DATA PROVIDED:
BEGIN
PR #13336, opened 2026-08-03
feat(events): expose locations and administrative-areas set mutations

### LINKED ISSUE #13311: Expose the Locations and Administrative Area .set  endpoints as POST /locations  and POST /administrative-areas
We need to expose the Locations and Administrative Area .set  endpoints as POST /locations  and POST /administrative-areas so they remain consistent, and allow countries to resolve errors in data-seeding.

We must update this section of the OpenAPI Core docs accordingly:

https://documentation.opencrvs.org/technical/apis/core-apis

Ensure the API endpoints are aligned with 2.1 location creation endpoints so that upgrading to 2.1 doesn't break places where the APIs might be used

Nil20:
Testland PR: https://github.com/opencrvs/opencrvs-testland/pull/2283

## Description

- Adds `POST /locations` and `POST /administrative-areas` — upsert a single location or administrative area, for correcting individual data-seeding errors.
- Bulk seeding is untouched: `locations.set`/`administrativeAreas.set` stay tRPC-only, still used by the data-seeder.
- A bulk array body can't go through this REST bridge at all — `trpc-to-openapi` flattens a top-level JSON array into a keyed object before validation, so the new endpoints take a single object rather than reusing `set`'s array input.
- Adds integration tests for both new endpoints and updates the changelog.

## Checklist

### DIFF
--- a/packages/events/src/router/administrative-areas/index.ts
+++ b/packages/events/src/router/administrative-areas/index.ts
@@ -52,5 +52,23 @@ export const administrativeAreaRouter = router({
     userAndSystemProcedure.use(
       allowedWithAnyOfScopes(['user.data-seeding', 'config.update-all'])
     )
-  )
+  ),
+  upsert: userAndSystemProcedure
+    .meta({
+      openapi: {
+        summary: 'Create or update an administrative area',
+        description:
+          'Upsert a single administrative area by id. Intended for adding or correcting one administrative area at a time (e.g. fixing a seeding error), not for bulk seeding — use the tRPC `administrativeAreas.set` mutation for that. Existing administrative areas are matched by id: `parentId` is always overwritten with the supplied value, while `name`, `externalId` and `validUntil` are only overwritten when a non-null value is supplied. Requires the user.data-seeding or config.update-all scope.',
+        method: 'POST',
+        path: '/administrative-areas',
+        tags: ['Administrative areas'],
+        protect: true
+      }
+    })
+    .use(allowedWithAnyOfScopes(['user.data-seeding', 'config.update-all']))
+    .input(AdministrativeArea)
+    .output(z.void())
+    .mutation(async ({ input }) => {
+      await setAdministrativeAreas([input])
+    })
 })
--- a/packages/events/src/router/administrative-areas/index.ts
+++ b/packages/events/src/router/administrative-areas/index.ts
@@ -26,13 +26,9 @@ export function setAdministrativeAreasRoute(
   procedure: typeof internalProcedure | typeof userAndSystemProcedure
 ) {
   return procedure
-    .input(
-      z.object({ administrativeAreas: z.array(AdministrativeArea).min(1) })
-    )
+    .input(z.array(AdministrativeArea).min(1))
     .output(z.void())
-    .mutation(async ({ input }) =>
-      setAdministrativeAreas(input.administrativeAreas)
-    )
+    .mutation(async ({ input }) => setAdministrativeAreas(input))
 }
 
 export const administrativeAreaRouter = router({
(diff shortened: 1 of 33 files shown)


packages/events/src/router/locations/index.ts
```diff
@@ -53,10 +53,10 @@ export function setLocationsRoute(
   procedure: typeof internalProcedure | typeof userAndSystemProcedure
 ) {
   return procedure
-    .input(z.array(Location).min(1))
+    .input(z.object({ locations: z.array(Location).min(1) }))
```
rikukissa: @Nil20 can we keep this as `z.array(Location).min(1)` and also allow just a singular `Location` so that in 2.1 we can just remove this endpoint and use the create endpoint you've created?

In other words, if I'm doing `POST /locations {id: ..., name: ...}` in 2.0.1, I could still continue doing the same when I upgrade to 2.1

Nil20: Two catches, plus some options:

  - A bare array never actually works over REST here — trpc-to-openapi's node-http adapter (`adapters/node-http/core.js:70`) does `Object.assign({}, body)`, which flattens a JSON array into `{0: ..., ...}` before validation, so `z.array(Location)` always 400s on a real POST (confirmed on 3.2.0 and 3.3.0).
  - `Location` isn't the same shape as 2.1's `CreateLocationPayload` (`validUntil` vs `effectiveFrom`/`status`), so singular-object compat wouldn't be exact either.

Options:
  1. Union (`z.union([Location, z.array(Location).min(1)])`) — only the single-object branch actually works over REST; the array branch stays tRPC-only.
  2. Single-object only — change `set` itself to take one `Location`, drop bulk.
  3. Bypass `trpc-to-openapi` for this route like `/attachments` already does (`server.ts:136-145`) — keeps the real array input, but drops out of the generated OpenAPI doc.
  4. Leave `set` exactly as it is (bulk, tRPC-only, unexposed over REST) and add a separate new `create` procedure for the single-location case, exposed as `POST /locations` — same shape as 2.1's `create`, no changes to existing seeding callers.

rikukissa: 4. Sounds perfect 👍

packages/events/src/router/administrative-areas/index.ts
```diff
@@ -52,5 +52,23 @@ export const administrativeAreaRouter = router({
...
+        summary: 'Create or update an administrative area',
+        description:
+          'Upsert a single administrative area by id. Intended for adding or correcting one administrative area at a time (e.g. fixing a seeding error), not for bulk seeding — use the tRPC `administrativeAreas.set` mutation for that. Existing administrative areas are matched by id: `parentId` is always overwritten with the supplied value, while `name`, `externalId` and `validUntil` are only overwritten when a non-null value is supplied. Requires the user.data-seeding or config.update-all scope.',
+        method: 'POST',
+        path: '/administrative-areas',
+        tags: ['Administrative areas'],
+        protect: true
+      }
+    })
+    .use(allowedWithAnyOfScopes(['user.data-seeding', 'config.update-all']))
```
rikukissa, line 68:
```suggestion
    .use(allowedWithAnyOfScopes(['location.edit']))
```

Would the new scope be more suitable here?

Nil20: `location.edit` scope is in develop! Should we import the new scope's changes in the release branch too? @rikukissa

rikukissa: Ahh.. good point. In that case, never mind 👍 Approved

rikukissa (approved):

packages/events/src/router/administrative-areas/index.ts
Nil20: Thanks! Please take a look at the testland PR as well.

PR #13288, opened 2026-07-28
Add createdBy scope to allow filtering by the user who created the event

tumbledwyer:
## Description

Added `createdBy` as a config paramater to filter records created by the user.
Useful if a record has not been declared yet or if a record has had multiple declares.

issue: https://github.com/opencrvs/opencrvs-core/issues/13287

## Checklist

- [x] I have linked the correct Github issue under "Development"
- [x] I have tested the changes locally, and written appropriate tests
- [x] I have tested beyond the happy path (e.g. edge cases, failure paths)
- [x] I have updated the changelog with this change (if applicable)
- [x] I have updated the GitHub issue status accordingly

PR #13363, opened 2026-08-04
Add createdIn scope option to filter records by creation location

### LINKED ISSUE #13287: Add filtering by created user
## Describe the improvement
Expand the filtering capabilities of scopes to filter events by the creating user.
This adds to filters like `declaredBy`, `notifiedBy` etc

## Pitch
In the Philippines, the are 2 users which declare a record, the 2nd with edits. But in elasticsearch, only the last declaring user is saved to the record so the initial declaration cannot be used as a workqueue filter.

Adding `createdBy` solves this problem simply and opens up other configuration possibilities.

## Acceptance Criteria
( Describe the conditions that must be satisfied for successful implementation of your improvement )
GIVEN I have a user with the scope `record:read` `createdBy:user`
AND I create and declare a record
WHEN another user declares with edits
THEN the user can still see the record in a workqueue

tumbledwyer:
## Description

Add `createdIn` property to supplement `createdBy` added here: https://github.com/opencrvs/opencrvs-core/pull/13288.
Original issue: issue: https://github.com/opencrvs/opencrvs-core/issues/13287
Allows the scoping of where a declaration was created.

As an example, if a record is rejected, it can be picked up by and encoder is the original creator's location.

## Checklist

### DIFF
--- a/CHANGELOG.md
+++ b/CHANGELOG.md
@@ -5,6 +5,7 @@
 ### Improvements
 
 - Added `createdBy` as a config paramater to filter records created by the user [#13287](https://github.com/opencrvs/opencrvs-core/issues/13287)
+- Added `createdIn` as a config parameter to filter records by the office or administrative area they were created in. Unlike `declaredIn` it is populated before the record is declared, and it is never reassigned by a later declaration [#13287](https://github.com/opencrvs/opencrvs-core/issues/13287)
 
 ### Bug fixes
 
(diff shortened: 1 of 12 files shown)


Zangetsu101 (approved):
Nice work Barry! @euanmillar was asking if this PR would make the `createdIn` parameter available in the workqueue queries, I don't think it will. If that's required, let's raise separately

tumbledwyer:
> Nice work Barry! @euanmillar was asking if this PR would make the `createdIn` parameter available in the workqueue queries, I don't think it will. If that's required, let's raise separately

@Zangetsu101 It seems like in core that we have different methods that evaluate conditionals based on where they're coming from. So the workqueue conditionals have a separate mechanism to the form conditionals. So no, my `createdIn` is not likely part of the workqueue conditionals. Likewise, flags are available in the workqueue conditionals but not in the forms.

It would be really great if we could unify those so that conditionals work the same regardless of where in the app they are.

PR #13384, opened 2026-08-06
fix: remove custom actions from drafts

### LINKED ISSUE #13245: Draft can be escalated by the users' with [record.create && customActionType=ESCALATE]
**Description:**
After a user with record.escalate scope (i.e. `f.katongo`) creates a draft, the **Escalate** option is available on the draft. The user is able to perform the escalation successfully. However, once the escalation is completed, the draft disappears entirely from the system.

**Steps to Reproduce:**

1. Log in as Registration Officer (`f.katongo`)/ Registrar/ Embassy Official 
2. Create a new draft.
3. Open the draft and select the **Escalate** option.
4. Complete the escalation.
5. Attempt to locate the draft from the Drafts list or by using Search.

**Actual Result:**

* The **Escalate** option is available for the draft.
* After escalating, the draft disappears completely.
* The draft cannot be found in the Drafts list or through Search

**Expected Result:**

* The **Escalate** option should not be available for a draft if escalation is not a valid action.

**Videos:**

https://github.com/user-attachments/assets/bac2efab-87b6-45dd-a2dd-2d8f3dd018f7

**Env**

**Version**
2.1

Zangetsu101:
## Description

[issue-13245-escalate-on-draft.webm](https://github.com/user-attachments/assets/47ee1f29-e42f-4017-95e1-cef99bd6637b)
>[!NOTE]
> I considered writing a migration to cleanup the orphan events that have no drafts tied to them but as it's a destructive action and not hurting the application too much for now, let's revisit that at a later time. One thing to note tho, changing a user's office can similarly leave orphan events with `CREATED` status as it removes all the drafts of a user but doesn't cleanup the events: 

https://github.com/opencrvs/opencrvs-core/blob/f63f9bd496c0fb170f3d171eb21a8b0008cea540/packages/events/src/service/users/api.ts#L240-L242

## Checklist

### DIFF
--- a/packages/events/src/router/event/event.actions.custom.test.ts
+++ b/packages/events/src/router/event/event.actions.custom.test.ts
@@ -21,9 +21,7 @@ import {
 import {
   sanitizeForSnapshot,
   setupTestCase,
-  UNSTABLE_EVENT_FIELDS
-} from '@events/tests/utils'
-import {
+  UNSTABLE_EVENT_FIELDS,
   createTestClient,
   createCountryConfigClient
 } from '@events/tests/utils'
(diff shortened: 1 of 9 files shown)


packages/events/src/router/event/event.actions.custom.test.ts
```diff
@@ -179,6 +177,39 @@ describe('event.actions.custom', () => {
...
+    const client = createTestClient(user, [
+      encodeScope({
+        type: 'record.create',
+        options: { event: [TENNIS_CLUB_MEMBERSHIP] }
+      }),
+      encodeScope({
+        type: 'record.read',
+        options: { event: [TENNIS_CLUB_MEMBERSHIP] }
+      }),
+      `type=record.custom-action&event=${TENNIS_CLUB_MEMBERSHIP}&customActionTypes=${CUSTOM_ACTION_TYPE}`
```
jamil314: Can we use `encodeScope()` for readability?

packages/events/src/router/event/event.actions.custom.test.ts
```diff
@@ -179,6 +177,39 @@ describe('event.actions.custom', () => {
     ).rejects.toMatchSnapshot()
   })
 
+  test('returns HTTP409 if trying to execute an action on a draft, since it would destroy the draft', async () => {
```
jamil314, line 180: Should it return 403 instead of 409?

jamil314 (approved):

packages/events/src/router/event/event.actions.custom.test.ts
Zangetsu101: Up for debate really, we have probably used them interchangeably whenever an action's been not allowed due to the current state of the event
END
Reproduce the entries above exactly, but only the lines between the line holding "--- a/CHANGELOG.md" and the line holding "for the draft.", inclusive.

--- a/CHANGELOG.md
+++ b/CHANGELOG.md
@@ -5,6 +5,7 @@
 ### Improvements
 
 - Added `createdBy` as a config paramater to filter records created by the user [#13287](https://github.com/opencrvs/opencrvs-core/issues/13287)
+- Added `createdIn` as a config parameter to filter records by the office or administrative area they were created in. Unlike `declaredIn` it is populated before the record is declared, and it is never reassigned by a later declaration [#13287](https://github.com/opencrvs/opencrvs-core/issues/13287)
 
 ### Bug fixes
 
(diff shortened: 1 of 12 files shown)


Zangetsu101 (approved):
Nice work Barry! @euanmillar was asking if this PR would make the `createdIn` parameter available in the workqueue queries, I don't think it will. If that's required, let's raise separately

tumbledwyer:
> Nice work Barry! @euanmillar was asking if this PR would make the `createdIn` parameter available in the workqueue queries, I don't think it will. If that's required, let's raise separately

@Zangetsu101 It seems like in core that we have different methods that evaluate conditionals based on where they're coming from. So the workqueue conditionals have a separate mechanism to the form conditionals. So no, my `createdIn` is not likely part of the workqueue conditionals. Likewise, flags are available in the workqueue conditionals but not in the forms.

It would be really great if we could unify those so that conditionals work the same regardless of where in the app they are.

PR #13384, opened 2026-08-06
fix: remove custom actions from drafts

### LINKED ISSUE #13245: Draft can be escalated by the users' with [record.create && customActionType=ESCALATE]
**Description:**
After a user with record.escalate scope (i.e. `f.katongo`) creates a draft, the **Escalate** option is available on the draft. The user is able to perform the escalation successfully. However, once the escalation is completed, the draft disappears entirely from the system.

**Steps to Reproduce:**

1. Log in as Registration Officer (`f.katongo`)/ Registrar/ Embassy Official 
2. Create a new draft.
3. Open the draft and select the **Escalate** option.
4. Complete the escalation.
5. Attempt to locate the draft from the Drafts list or by using Search.

**Actual Result:**

* The **Escalate** option is available for the draft.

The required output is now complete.